For all cats with exfoliative dermatitis, imaging examination is crucial to confirm or rule out the presence of a cranial mediastinal mass, as the treatment protocol changes radically for exfoliative dermatitis not associated with thymoma.
Cats with exfoliative dermatitis not associated with thymoma respond to immunosuppressive treatment, and most patients require long-term treatment to maintain remission. The majority of cases achieve remission with modified cyclosporine (6.75-7.5 mg/kg every 24 hours) alone or in combination with prednisolone (2-4 mg/kg every 24 hours). Relapses may occur, particularly if immunosuppressive therapy is discontinued.

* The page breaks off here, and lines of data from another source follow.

PR #370, opened 2022-02-11
fix(health): handle version separate from Grafana config

### LINKED ISSUE #365: `About` modal version string is undefined when Grafana is not configured
> Report generation and the minimal build setup is working well for me. Did you intend to leave the version string on the About page blank?

Looks like that's actually a bug on the frontend: https://github.com/cryostatio/cryostat-web/blob/16410a78be2a31b07e71739f8252b967504eb5f6/src/app/Shared/Services/Api.service.tsx#L112

Since there is no Grafana configuration, the `Api.service` fails the request, causing the "Grafana configuration not found" error popup. But this also prevents the version string from being correctly populated.

_Originally posted by @andrewazores in https://github.com/cryostatio/cryostat/issues/809#issuecomment-1028321900_

andrewazores:
Fix a bug where missing jfr-datasource or Grafana dashboard URL configuration caused Cryostat version number to not be populated

Fixes #365

### DIFF
--- a/src/app/Shared/Services/Api.service.tsx
+++ b/src/app/Shared/Services/Api.service.tsx
@@ -35,7 +35,7 @@
  * OUT OF OR IN CONNECTION WITH THE SOFTWARE OR THE USE OR OTHER DEALINGS IN THE
  * SOFTWARE.
  */
-import { from, Observable, ObservableInput, of, ReplaySubject, forkJoin, throwError, EMPTY } from 'rxjs';
+import { from, Observable, ObservableInput, of, ReplaySubject, forkJoin, throwError, EMPTY, shareReplay } from 'rxjs';
 import { fromFetch } from 'rxjs/fetch';
 import { catchError, concatMap, first, map, mergeMap, tap } from 'rxjs/operators';
 import { Target, TargetService } from './Target.service';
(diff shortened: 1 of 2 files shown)


src/app/Shared/Services/Api.service.tsx
```diff
@@ -90,36 +90,45 @@ export class ApiService {
...
-            return throwError(() => new Error(message));
-          }}))
+        tap((resp: Response) => {
+          if (!resp.ok) {
+            window.console.error(resp);
+            this.notifications.danger('API /health request failed', resp.statusText);
+          }
+        }),
+        concatMap((resp: Response) => from(resp.json())),
+        shareReplay(),
```
jan-law, line 102: Is the `shareReplay()` needed here because the subscriptions on lines 104/108 subscribe to `health` after the first response gets emitted?

jan-law (commented):
Tested, looks good to me

src/app/Shared/Services/Api.service.tsx
hareetd: So if I'm understanding correctly, the separate subscriptions on lines 105 and 109 both receive and operate on the same cached `Observable` response JSON created on line 101, which is why they don't need to do the `(resp: Response) => from(resp.json())` conversion? And this allows you to extract the version information separately from the datasource/dashboard handling while limiting side effects (i.e. the original `fromFetch` API call) to only the amount needed?

andrewazores: You got it!

hareetd (approved):

PR #371, opened 2022-02-11
fix(notifications): add template notification handling

### LINKED ISSUE #349: Uploading/deleting Event Templates produces no Notifications

andrewazores:
Fixes #349

Since #367 a notification is already shown when uploading or deleting event templates, but this PR adds a specific handler so that the notification is displayed with a nicely formatted title and message.

### DIFF
--- a/src/app/Shared/Services/NotificationChannel.service.tsx
+++ b/src/app/Shared/Services/NotificationChannel.service.tsx
@@ -133,14 +133,14 @@ const messageKeys = new Map([
     NotificationCategory.TemplateCreated, {
       variant: AlertVariant.success,
       title: 'Template Created',
-      body: evt => `${evt.message.template} was created`
+      body: evt => `${evt.message.template.name} was created`
     } as NotificationMessageMapper
   ],
   [
     NotificationCategory.TemplateDeleted, {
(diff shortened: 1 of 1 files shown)


jan-law (approved):
Looks good!

hareetd (approved):

PR #206, opened 2026-05-27
codegen: drop trailing __state param from generated functions

egonSchiele:
Eliminates the legacy `__state: InternalFunctionState | undefined` trailing positional from every generated Agency function. After this PR, function signatures are just `async function __foo_impl(a, b)` — `ctx` / `threads` / `stateStack` flow through the active `agencyStore` AsyncLocalStorage frame seeded by the parent scope.

Last PR in the three-part series:
1. `2026-05-26-remove-class-syntax.md` (merged)
2. `2026-05-26-als-migration-ctx-accessor.md` (merged as #205)
3. `2026-05-26-drop-state-param.md` ← this PR

### Codegen / templates

- `lib/backends/typescriptBuilder.ts`
  - Function-decl emission drops the trailing `__state: InternalFunctionState | undefined = undefined` param.
  - `setupFunction()` is invoked with **no arguments** — it reads `ctx` / `threads` from `getRuntimeContext()`.
  - The setup-block `ctx:` arg switches from `__state?.ctx || __globalCtx` to `getRuntimeContext().ctx` for both function bodies and graph-node bodies.
  - `setupNode` still receives `__state: GraphState` because the node-arrow signature carries `data` / `isResume` / `messages` from the simplemachine — but `ctx` is read from ALS, not from `state.ctx`.
- `lib/templates/backends/typescriptGenerator/blockSetup.mustache` — no longer plumbs `state: { ctx, threads }` into `setupFunction`.
- `lib/templates/backends/typescriptGenerator/debugger.mustache` — drops the `__state` arg from the `debugStep(__ctx, …)` call.
- `lib/templates/backends/typescriptGenerator/imports.mustache` — drops the now-dead `InternalFunctionState` import.

### Runtime

- `lib/runtime/call.ts` — `__call` / `__callMethod` stop merging an ALS bag into state extras for every call. Caller-passed extras are forwarded to `AgencyFunction.invoke(...)` as-is. **Two narrow special cases remain (Option C):**
  1. **Checkpoint location info** — codegen emits `{ moduleId, scopeName, stepPath }` at every `checkpoint()` site so the created checkpoint records the caller's source location.
  2. **Async-fork `stateStack` override** — `__call` installs a per-branch ALS frame whose `stack` is the forked branch's stack so the callee resolves stack-reads to the branch stack. The async-unassigned operator is slated for removal in favor of `fork` / `parallel`, which carry their own per-branch frames via `runBatch.runInBranchAlsFrame`.
- `lib/runtime/checkpoint.ts` — `checkpoint()` / `getCheckpoint()` / `restore()` read `ctx` / `stateStack` from `getRuntimeContext()`. `checkpoint()` keeps a trailing `__state?` positional that now carries ONLY the location fields. `getCheckpoint` / `restore` drop the trailing state arg entirely (`AgencyFunction.invoke` still silently passes one through; it's ignored).
- `lib/runtime/ipc.ts` — `_run` reads `ctx` and the per-scope `stateStack` from ALS.
- `lib/runtime/debugger.ts` — `debugStep` drops its previously-unused `state` param.
- `lib/stdlib/agency.ts` — `_callbackImpl` reads `ctx` from ALS.
- `lib/runtime/node.ts`
  - `setupFunction()` takes no args. The previous "called as a tool by the LLM with no state" fallback (fresh `StateStack` + empty `ThreadStore`) is no longer reachable because tool dispatch always runs inside the issuing `runner.step` ALS frame.
  - `setupNode` reads `ctx` from ALS instead of `state.ctx`.
- `lib/runtime/prompt.ts`, `lib/runtime/runner.ts` — internal callers updated to the new no-arg signatures.

### Type-system cleanup

- `InternalFunctionState` type deleted from `lib/runtime/types.ts` along with its export from `lib/runtime/index.ts`. Dead `SimpleMachine` / `StatelogClient` imports in `types.ts` removed.

### Tests

Direct-call test sites that exercise runtime helpers without going through `runNode` now wrap their invocations in `runInTestContext(...)` so `getRuntimeContext()` finds an active ALS frame:

- `lib/runtime/__tests__/node.test.ts`
- `lib/runtime/checkpoint.test.ts`
- `lib/runtime/debugger.test.ts`
- `lib/runtime/state/stateStack.test.ts`

### Fixtures

`make fixtures` regenerated every `tests/typescriptGenerator/*.mjs`, `tests/typescriptBuilder/*.mjs`, and `tests/debugger/*.ts` fixture to match the new codegen output.

## End-state shape

```ts
// Before
async function __foo_impl(
  a: number, b: number,
  __state: InternalFunctionState | undefined = undefined,
) {
  const __setupData = setupFunction({ state: __state });
  // ...
  const __ctx = __state?.ctx || __globalCtx;
  // ...
}

// After
async function __foo_impl(a: number, b: number) {
  const __setupData = setupFunction();
  // ...
  const __ctx = getRuntimeContext().ctx;
  // ...
}
```

## Verification

- `pnpm tsc --noEmit` — clean
- `pnpm test:run` — **4408 / 4408** vitest tests pass
- Smoke tests (`pnpm run agency test ...`):
  - `tests/agency/fork/fork-interrupt.test.json` — 1/1
  - `tests/agency/interrupts/interrupt.test.json` — 3/3
  - `tests/agency/threads/messages.test.json` — 1/1
- CLI integration: `npm pack` + `node tests/integration/cli/test.mjs ./agency-lang-*.tgz` — all 4 scenarios pass

## Breaking changes for external integrations

- Anyone calling `compiled.__foo_impl(args, customState)` directly from JS gets a runtime "called outside an Agency execution frame…" error unless they wrap in `runInTestContext(ctx, stack, threads, () => compiled.__foo_impl(args))`.
- `setupFunction(...)` and `setupNode(...)` API change — callers outside generated code must install an ALS frame first.
- Anyone importing `InternalFunctionState` from `agency-lang/runtime` will see a missing-symbol error; the type is gone.

## Open caveats

- The legacy `async helper()` unassigned-async operator's branch-stack isolation now relies on `__call`'s per-call ALS-frame install (not on a positional override). Single-helper async-call sites still work. Per the plan, this operator is slated for deletion in favor of `fork` / `parallel`.

### DIFF
--- a/packages/agency-lang/lib/backends/typescriptBuilder.ts
+++ b/packages/agency-lang/lib/backends/typescriptBuilder.ts
@@ -1500,23 +1500,23 @@ export class TypeScriptBuilder {
       argsObj[arg] = ts.id(arg);
     }
 
-    // Setup block
+    // Setup block. `setupFunction()` reads `ctx` / `threads` from the
+    // active `agencyStore` ALS frame seeded by the caller (a
+    // `runner.step` body, `runNode`'s top-level frame, or
+    // `runBatch.runInBranchAlsFrame`). Tool dispatch by an LLM also runs
+    // inside the issuing `runner.step` frame, so a frame is always
+    // active here.
     const setupStmts: TsNode[] = [
       ts.constDecl(
         "__setupData",
-        $(ts.id("setupFunction"))
-          .call([ts.obj({ state: ts.runtime.state })])
-          .done(),
+        $(ts.id("setupFunction")).call([]).done(),
       ),
 
-      ts.comment(
-        "__state will be undefined if this function is being called as a tool by an llm",
-      ),
       ts.setupEnv({
         stack: $(ts.id("__setupData")).prop("stack").done(),
         step: $(ts.id("__setupData")).prop("step").done(),
         self: $(ts.id("__setupData")).prop("self").done(),
-        ctx: ts.raw("__state?.ctx || __globalCtx"),
+        ctx: ts.raw("getRuntimeContext().ctx"),
       }),
 
       // Ensure this module's globals are initialized on the current ctx.
@@ -1562,8 +1562,8 @@ export class TypeScriptBuilder {
     );
 
     // Create runner for step execution. `threads` is read directly from
-    // the setup-function result (a fresh ThreadStore when called outside
-    // any node, or the per-node store threaded in via the InternalFunctionState).
+    // the setup-function result, which now resolves it from the active
+    // ALS frame instead of an `__state` positional.
     setupStmts.push(
       ts.raw(
         `const runner = new Runner(__ctx, __stack, { state: __stack, moduleId: ${JSON.stringify(this.moduleId)}, scopeName: ${JSON.stringify(functionName)}, threads: __setupData.threads });`,
@@ -1694,7 +1694,9 @@ export class TypeScriptBuilder {
     this.scopes.inSafeFunction = prevSafe;
     this.scopes.pop();
 
-    // Build function params: typed args + __state
+    // Build function params from the source signature. The legacy
+    // trailing `__state: InternalFunctionState | undefined` positional
+    // is gone — `ctx` / `threads` / `stateStack` flow through ALS.
     const fnParams: TsParam[] = parameters.map((p) => {
       const baseType = p.typeHint ? formatTypeHintTs(p.typeHint) : "any";
       if (p.defaultValue) {
@@ -1705,11 +1707,6 @@ export class TypeScriptBuilder {
         };
       }
       return { name: p.name, typeAnnotation: baseType };
-    });
-    fnParams.push({
-      name: "__state",
-      typeAnnotation: "InternalFunctionState | undefined",
-      defaultValue: ts.id("undefined"),
     });
 
     const implName = `__${functionName}_impl`;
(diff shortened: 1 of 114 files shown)


packages/agency-lang/lib/backends/typescriptBuilder.ts
```diff
@@ -2270,7 +2267,11 @@ export class TypeScriptBuilder {
         stack: $(ts.id("__setupData")).prop("stack").done(),
         step: $(ts.id("__setupData")).prop("step").done(),
         self: $(ts.id("__setupData")).prop("self").done(),
-        ctx: $(ts.runtime.state).prop("ctx").done(),
+        // `runNode` (and the resume / rewind variants) install the
+        // top-level `agencyStore` frame before `graph.run` invokes
+        // this node body. Read `ctx` from ALS so the local matches
+        // the same per-run context that `setupNode` just used.
+        ctx: ts.raw("getRuntimeContext().ctx"),
```
egonSchiele, line 2274: Lots of `ts.raw` references to `getRuntimeContext().ctx`. `ts.raw` is a last-ditch option, overuse of it is an anti-pattern.

packages/agency-lang/lib/runtime/call.ts
```diff
@@ -1,31 +1,47 @@
...
 import { agencyStore } from "./asyncContext.js";
+import type { StateStack } from "./state/stateStack.js";
 
 /**
- * Construct the `__state` bag that flows into AgencyFunction.invoke() from
- * the active ALS frame, merged with any caller-provided extras (e.g.
- * `moduleId`/`scopeName`/`stepPath` for checkpoint sites, or `{ ctx }`
- * when called from inside `__initializeGlobals` which runs before the
- * ALS frame is installed).
+ * Post-`__state`-drop migration: generated functions read `ctx` /
```
egonSchiele, line 7: Please look through these large comments you are adding. Is this information that will be useful in the future? Or are these essentially just comments you are adding that are only useful context for this specific PR? When you add comments like

```
`threads` / `stateStack` from the active `agencyStore` frame and no longer accept a trailing `__state` positional. The runtime call
```

...great, so they won't accept a trailing `__state` positional. People reading this in the future won't even know what the `__state` positional was, so this comment is not relevant information for them.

In conclusion, although immune-mediated skin diseases in cats are rare, they can be associated with severe systemic clinical signs, leading to poor quality of life and sometimes euthanasia. In-depth knowledge of the distinctive clinical characteristics of different immune-mediated skin disorders is essential to enable early and accurate diagnosis, as well as appropriate treatment.
Banovic F, Gomes P, Trainor K. Feline immune-mediated skin disorders – Part 1. J Feline Med Surg. 2025;27:1-13.